顾奈摇着脑袋说道:“妈,你跟我说过什么?”
“你跟人家不合适,别往前凑。”
“妈,我们俩就是同学,什么合适不合适的,您这话说的太武断了。”
“你是妈身上掉下来的肉,你觉得你心里想的是什么,妈会不知道?从小到大,不管是男孩子,还是女孩子,你都跟他们玩不到一块去,为什么偏偏这个陈总,你就要往前凑呢?”
“我哪有,我们这明明是正常的同学交往。”
“别骗妈了,他不适合你,你就不要走得太近。上次你爸和你去参加那个公司仪式时,不是也见过他的女朋友,听说很漂亮很漂亮,你好几个绑在一起都顶不上人家。”
“哎呀,我爸可真讨厌,什么话都跟你汇报。”
“奈奈,人生还很长,要想找另一半,就要找一个对你真心真意,心里不会装着别的女人的,这种有钱人,女人对他们来说都是附属品,喜欢你的时候喜欢到骨子里,一旦变心了,就会毫不留情一脚踢开,你哭都没地方哭。”

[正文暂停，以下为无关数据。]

PR #2014, opened 2021-01-04
Refactor to support configurable adaptor classes

bmccandless:
A new class can be configured to handle cxg datasets or h5ad datasets.
A type called CZI_cxg_adaptor is implemented to handle specializations needed
for interactions between explorer and portal.
For example: remapping path names to dataset locations, updated corpora_props, and genesets.

So far the CZI_cxg_adaptor is just a stub.
This patch is meant to do the refactoring needed to support specialized adaptor classes.

#### Reviewers
**Functional:** @mckinsel 

**Readability:** @MDunitz 

---

## Changes
- add
- remove
- modify


server/test/unit/compute/test_diffexp_cxg.py
```diff
@@ -19,8 +19,8 @@ class DiffExpTest(unittest.TestCase):
 
     def load_dataset(self, path, extra_server_config={}, extra_dataset_config={}):
         config = app_config(path, extra_server_config=extra_server_config, extra_dataset_config=extra_dataset_config)
-        loader = MatrixDataLoader(path)
-        adaptor = loader.open(config)
+        loader = MatrixDataLoader(path, config)
```
MDunitz, line 22: It might be useful to add a test where the dataset_config and matrix_data_type are passed in, and even one with an incorrect data type

server/test/performance/run_diffexp.py
```diff
@@ -36,8 +36,8 @@ def main():
     app_config.update_server_config(app__verbose=True)
     app_config.complete_config()
 
-    loader = MatrixDataLoader(args.dataset)
-    adaptor = loader.open(app_config)
+    loader = MatrixDataLoader(args.dataset, app_config)
```
MDunitz, line 39: you could also pass the dataset_config in here, depending on which path you are trying to test

server/test/unit/compute/test_diffexp_cxg.py
bmccandless: Yes, I can write a test case for that.  I'll put it in test/unit/data_common/test_matrix_loader.py

server/test/performance/run_diffexp.py
bmccandless: Yes, I could pass in the dataset_config, but in this isn't so much of a test case as a script to test performance.  Since there is only the default dataset_config in this script then we can let the MatrixDataLoader get it from the app_config.

server/data_common/__init__.py
```diff
@@ -0,0 +1,10 @@
+# import the data adaptor types so they can be registered
+
+import server.data_cxg.cxg_adaptor  # noqa: F401
+import server.data_anndata.anndata_adaptor  # noqa: F401
+
+# FIXME: may want to make this one a plugin so that hosted CZI specific
```
MDunitz, line 6: nit can you make this a TODO instead?

bmccandless:
We decided to go a different way.

Issue #2019, opened 2021-01-12
cellxgene scale tests are currently not running


maniarathi:
Due to some import errors, the weekly cellxgene scale tests are not running (example [run](https://github.com/chanzuckerberg/cellxgene/runs/1675256660?check_suite_focus=true)). This needs to be fixed.

PR #2020, opened 2021-01-12
Fix locust test.

bmccandless:
The locust test deployment hook has been failing.
The problem was that locust is meant to just test our API and therefore requires a
limited set of modules.

However it imports a few things from server, and the modules it traverses and
the files it import, then import other pieces of the code base, that in turn bring in more than it should.

There were two main issues:
1.  the decode_matrix_FBS helper function in the server/test/unit directory has imported by locustfile.py
which pulled in many things from server/test/__init__.py.  There were a few ways to address this issue.
One was to move everything out of __init__.py to somewhere else.  This would have required a large number
of changes in the test code.  The second option was to avoid importing anything from server/test directory, which
is what I chose.  I moved the decode_matrix_FBS functionality into data_common/fbs.  This is an okay
choice, in my opinion, because there is already existing code there that decodes an FBS into a
pandas dataframe, instead of a dict.

2.  The server/__init__.py checks for plugins.  The code for this was written in the server/common/utils/utils.py
module with several other functions.  I split out the plugins handling part to its own module to reduce
dependencies.

 #2019

#### Reviewers
**Functional:** @MDunitz 

**Readability:** @mckinsel


server/test/unit/decode_fbs.py
```diff
@@ -1,31 +0,0 @@
-"""
-Code to decode, for testing purposes, the flatbuffer encoded blobs.
-
-This code will need to be updated if fbs/matrix.fbs changes. For more information, see fbs/matrix.fbs and
-server/data_common/fbs/
-"""
-
-import server.data_common.fbs.NetEncoding.Matrix as Matrix
-from server.data_common.fbs.matrix import deserialize_typed_array
```
MDunitz, line 9: it looks like this function was added to `server/data_common/fbs/fbs_core.py` does it need to be removed from ` server.data_common.fbs.matrix`? or could it be reused?

bmccandless: Thanks, good catch.  I had meant to move it, not duplicate it.

MDunitz (approved):
lgtm

mckinsel:
Is it just the import in locustfile.py that causes trouble? If so you could do a one-off `importlib` thing there and leave everything else alone.

bmccandless:
> Is it just the import in locustfile.py that causes trouble? If so you could do a one-off `importlib` thing there and leave everything else alone.

@mckinsel, yes in locustfile.py it is the import of "server.test.unit.decode_fbs" that is the problem.  I'm not sure how to use importlib to avoid executing the __init__.py files and partially importing parts of other modules.  Let me know if you know how.
Another solution that is  simpler is to change the requirements-locust.py to include a lot more.  We could just  use server/requirements.txt instead.  That would definitely work, but it's a bit ugly in a way since the test doesn't  need most of that stuff.

PR #2021, opened 2021-01-13
update umap version

bmccandless:
There is an interface change in 0.5.0 which is not compatible with our
version of scanpy.

#### Reviewers
**Functional:**   @MDunitz


MDunitz (approved):
lgtm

顾奈捂着耳朵,说道:“我不听,我不听,以后我也会很有钱,我自己的事情,自己能做主。”
“那就等你有钱了再说。”
因为要不定时去东江县的工地,每次去方汉山都会流着哈喇子,跟在他的屁股后面要三四十年的陈酿老酒。
陈北本想给他送过两坛去,让他一次喝个够,结果被林红缨阻止了。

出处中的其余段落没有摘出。